_What you should do_
For the word "GuyAfik", tally the lines of the data that contain it and give the tally alone.

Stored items
PR #24336, opened 2023-02-05
[CommonServerPython] - add retry on api rate limit in send_events_to_xsiam func

GuyAfik:
## Status
- [ ] In Progress
- [x] Ready

https://jira-hq.paloaltonetworks.local/browse/XSUP-17281

## Description
Added retry mechanism to handle occasions where sometimes sending events could fail on rate limit. 

## Must have
- [x] Tests
- [ ] Documentation


Packs/PrismaSaasSecurity/Integrations/SaasSecurityEventCollector/SaasSecurityEventCollector.py
```diff
@@ -270,18 +271,24 @@ def main() -> None:  # pragma: no cover
...
-                )
-                demisto.setIntegrationContext({})
-            except Exception as e:
-                demisto.info(f'got error when trying to send events to XSIAM: [{e}]')
-                demisto.setIntegrationContext({'events': events})
-                demisto.info(f'set the following events into integration context: {events}')
+            for i in range(1, 4):
+                try:
+                    demisto.info(f'sending the following amount of events into XSIAM: {len(events)}, retry number {i}')
+                    send_events_to_xsiam(
```
anara123, line 277: I think we better insert this fix to the send_events_to_xsiam function in CommonServerPython script.

GuyAfik: no problem, will be done.

JudahSchwartz (approved):
Nice!

Packs/Base/Scripts/CommonServerPython/CommonServerPython_test.py
```diff
@@ -8457,9 +8460,117 @@ def test_send_events_to_xsiam_error_handling(self, mocker, requests_mock, error_
...
+                [
+                    (429, None), (429, None), (429, None)
+                ],
+                3,
+                3,
+                False
+            ),
+            (
+                [
+                    (401, None), (401, None)
```
ShahafBenYakir, line 8481: I think we don't use the second item here, why do we need it?
```suggestion
                    (401, None)
```

ShahafBenYakir (commented):
Looks good, see my comments

Packs/Base/Scripts/CommonServerPython/CommonServerPython.py
```diff
@@ -10865,13 +10868,29 @@ def events_error_handler(res):
         ).format(xsiam_url=xsiam_url, headers=json.dumps(headers, indent=8), status_code=res.status_code, error=error)
 
         demisto.error(header_msg + api_call_info)
-        raise DemistoException(header_msg + error, DemistoException)
+        raise DemistoException(header_msg + error, DemistoException, res)
```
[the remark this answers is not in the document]
GuyAfik: but the error is a `string`, i prefer to check the `status_code` by using the entire `Response` object. I don't think that the `error` contains the status code.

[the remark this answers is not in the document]
GuyAfik: i use the response object here:

```
        except DemistoException as err:
            if err.res.status_code != 429 or attempt_num == num_of_attempts:
                raise err
            else:
                time.sleep(1)  # pylint: disable=sleep-exists
```

Packs/Base/Scripts/CommonServerPython/CommonServerPython.py
```diff
@@ -10865,15 +10868,34 @@ def events_error_handler(res):
...
-    res = client._http_request(method='POST', full_url=urljoin(xsiam_url, '/logs/v1/xsiam'), data=zipped_data,
-                               headers=headers,
-                               error_handler=events_error_handler)
-    if res.get('error').lower() != 'false':
-        raise DemistoException(header_msg + res.get('error'))
+
+    # retry mechanism in case there is a rate limit (429) from xsiam.
+    for attempt_num in range(1, num_of_attempts + 1):
+        demisto.debug('Sending events into xsiam: attempt number {attempt_num}'.format(attempt_num=attempt_num))
+        ok_codes = (200, 429) if attempt_num < num_of_attempts else ()
```
JudahSchwartz, line 10879: will sending in an empty tuple work like you expect? Should probably just put 200 explicitly

Packs/Base/Scripts/CommonServerPython/CommonServerPython.py
```diff
@@ -10865,15 +10868,34 @@ def events_error_handler(res):
...
+            method='POST',
+            full_url=urljoin(xsiam_url, '/logs/v1/xsiam'),
+            data=zipped_data,
+            headers=headers,
+            error_handler=events_error_handler,
+            ok_codes=ok_codes,
+            resp_type='response'
+        )
+        demisto.debug('received status code: {status_code}'.format(status_code=response.status_code))
+        if response.status_code == 200:
```
JudahSchwartz, line 10890: best not to use break. Flip the loop to a do while loop with this being one of the conditions

Packs/Base/Scripts/CommonServerPython/CommonServerPython.py
GuyAfik: yes its working, cause by default we don't send any tuple

Packs/Base/Scripts/CommonServerPython/CommonServerPython.py
GuyAfik: changed the implementation to your suggestion :)

Packs/Base/Scripts/CommonServerPython/CommonServerPython.py
JudahSchwartz: what do you mean? we will send in ()

JudahSchwartz (approved):

Packs/Base/Scripts/CommonServerPython/CommonServerPython.py
GuyAfik: changed to `None` cause that is the default when not sending anything to the `ok_codes`, when you don't send anything to `ok_codes` it will fallback to the `_is_status_code_valid` and will go into the `response.ok` function which is:

```
@property
    def ok(self):
        """Returns True if :attr:`status_code` is less than 400, False if not.

        This attribute checks if the status code of the response is between
        400 and 600 to see if there was a client error or a server error. If
        the status code is between 200 and 400, this will return True. This
        is **not** a check to see if the response code is ``200 OK``.
        """
        try:
            self.raise_for_status()
        except HTTPError:
            return False
        return True
```

Packs/Base/Scripts/CommonServerPython/CommonServerPython.py
```diff
@@ -10869,13 +10872,35 @@ def events_error_handler(res):
...
+        )
+        status_code = response.status_code
+        demisto.debug('received status code: {status_code}'.format(status_code=status_code))
+        if status_code == 429:
+            time.sleep(1)
+        attempt_num += 1
+
+    raw_response = response.json()
+    if raw_response.get('error').lower() != 'false':
+        raise DemistoException(header_msg + raw_response.get('error'))
```
ShahafBenYakir, line 10903: Let's extract this whole part into an external function:
```suggestion

def xsiam_api_call_with_retries(num_of_attempts: int):
    # retry mechanism in case there is a rate limit (429) from xsiam.
    status_code = None
    attempt_num = 1

    while status_code != 200 and attempt_num < num_of_attempts + 1:
        demisto.debug('Sending events into xsiam, attempt number {attempt_num}'.format(attempt_num=attempt_num))
        # in the last try we should raise an exception if any error occurred, including 429
        ok_codes = (200, 429) if attempt_num < num_of_attempts else None
        response = client._http_request(
            method='POST',
            full_url=urljoin(xsiam_url, '/logs/v1/xsiam'),
            data=zipped_data,
            headers=headers,
            error_handler=events_error_handler,
            ok_codes=ok_codes,
            resp_type='response'
        )
        status_code = response.status_code
        demisto.debug('received status code: {status_code}'.format(status_code=status_code))
        if status_code == 429:
            time.sleep(1)
        attempt_num += 1

    raw_response = response.json()
    if raw_response.get('error').lower() != 'false':
        raise DemistoException(header_msg + raw_response.get('error'))
        
        
xsiam_api_call_with_retries(num_of_attempts)
```

ShahafBenYakir (approved):
Great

_Reply_
7